(1.) THE appellant was tried for murder of Keshav Uttam Naik under section 302 I. P. C. and for causing disappearance of evidence in relation to the said murder under section 201 I. P. C. The prosecution had in all examined 18 witnesses in support of the said charges. The learned Additional Sessions Judge, Panaji, has, vide judgment dated 17th March 1998, held the appellant guilty under section 304 Part I, I. P. C. as well as section 201 I. P. C. The appellant has been sentenced to undergo 10 years rigorous imprisonment and fine of Rs. 2,000/-, in default simple imprisonment for 6 months under section 304 Part I, I. P. C. and to undergo 2 years rigorous imprisonment and fine of Rs. 1,000/-, in default to undergo 3 months simple imprisonment under section 201 I. P. C. The sentences are ordered to run concurrently. The period of detention during the trial has been set off under section 428 Criminal Procedure Code.

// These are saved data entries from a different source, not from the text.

PR #14637, opened 2022-10-27
[e2e] don't pass --endpoints flag in test HashKV implementation

veshij:
Flag is already set in https://github.com/etcd-io/etcd/blob/9bc4a63a419cd316f6920e37ec551b87d1c7c3a7/tests/framework/e2e/etcdctl.go#L317.
Duplicate flag leads to duplicate entries in hashkv output.


ahrtr (approved):
LGTM

Thank you @veshij

PR #14652, opened 2022-10-29
etcdclient: check mutex state in Unlock method of concurrency.Mutex.

chenyahui:
Check the values of myKey and myRev first in Unlock method to prevent calling Unlock without Lock. Because this may cause the value of pfx to be deleted by mistake.

### DIFF
--- a/client/v3/concurrency/mutex.go
+++ b/client/v3/concurrency/mutex.go
@@ -18,6 +18,7 @@ import (
 	"context"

(2.) LEARNED Advocate Shri Lotlikar, appearing on behalf of the appellant, has urged before us that the trial Court has based the conviction of the appellant primarily on the evidence of P. W. 3 Subash Naik coupled with the evidence of Dr. Audi P. W. 9 and, besides that, there is no other incriminating circumstance against the appellant. According to Shri Lotlikar, initially the case was registered as accidental death and, in fact, some of the family members of the deceased, namely, P. W. 4 and P. W. 5 are said to have reached the scene of offence after they heard shouts of the mother of the deceased stating that Keshav (deceased) had fallen in the well. Learned Advocate Shri Lotlikar took us through the evidence of P. W. 3 as well as evidence of Dr. Audi P. W. 9 and evidence of Gurudas Naik P. W. 7 and has pointed out that eventhough P. W. 3 Subhash Naik has stated that he had informed Gurudas Naik P. W. 7 immediately after the incident that the appellant had assaulted the deceased, yet Gurudas Naik P. W. 7 does not at all speak of the fact of Subhash Naik P. W. 3 having informed him of this fact. He then pointed out that, according to P. W. 3 Subhash Naik, it was only one blow with sharp edge of koita on the forehead of the deceased but the corresponding injury, according to Dr. Audi P. W. 9, is stated to have been caused by blunt weapon. It was then pointed out that Dr. Audi P. W. 9 does not rule out the possibility of all the injuries being caused on the person of the deceased as a result of fall from a height and rolling down on a rough surface. The dead body of the deceased is said to have been found in the well. He, therefore, contends that not only the evidence of Subhash Naik P. W. 3 does not inspire confidence, it does not get corroboration from the medical evidence on record. On the basis of the above submissions it was urged that the prosecution had failed to prove the charges against the appellant and as such, the appellant is entitled for acquittal.
(3.) LEARNED Public Prosecutor Shri Faria tried his best to support the prosecution and urged before us that there is no reason whatsoever to disbelieve the testimony of Subhash Naik P. W. 3, who has categorically stated that he saw the appellant giving a koita blow on the forehead of the deceased; that, according to Dr. Audi P. W. 9, injury No. 1 which was found on the forehead was sufficient, in the ordinary course of nature, to cause death. Thus, according to him, the assault about which P. W. 3 has deposed is fully supported by the evidence of Dr. Audi P. W. 9. He pointed out that the trial Court has believed Subash Naik P. W. 3 as well as the evidence of Dr. Audi P. W. 9 and there is absolutely no reason to interfere with the findings of the learned Additional Sessions Judge.